▸ EXERCISE OBJECTIVE
Every record must appear in the answer exactly as it stands.

▸ Saved data entries
━━━━━━━━

PR #219, opened 2022-06-18
feat(internal/request/http.go): check impersonation also of groups

maxgio92:
Signed-off-by: Massimiliano Giovagnoli <me@maxgio.it>

### DIFF
--- a/internal/request/http.go
+++ b/internal/request/http.go
@@ -12,6 +12,7 @@ import (
 	"github.com/golang-jwt/jwt"
 	authenticationv1 "k8s.io/api/authentication/v1"
 	authorizationv1 "k8s.io/api/authorization/v1"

━━━━━━━━

▸ FINAL ANSWER
PR #219, opened 2022-06-18
feat(internal/request/http.go): check impersonation also of groups

maxgio92:
Signed-off-by: Massimiliano Giovagnoli <me@maxgio.it>

### DIFF
--- a/internal/request/http.go
+++ b/internal/request/http.go
@@ -12,6 +12,7 @@ import (
 	"github.com/golang-jwt/jwt"
 	authenticationv1 "k8s.io/api/authentication/v1"
 	authorizationv1 "k8s.io/api/authorization/v1"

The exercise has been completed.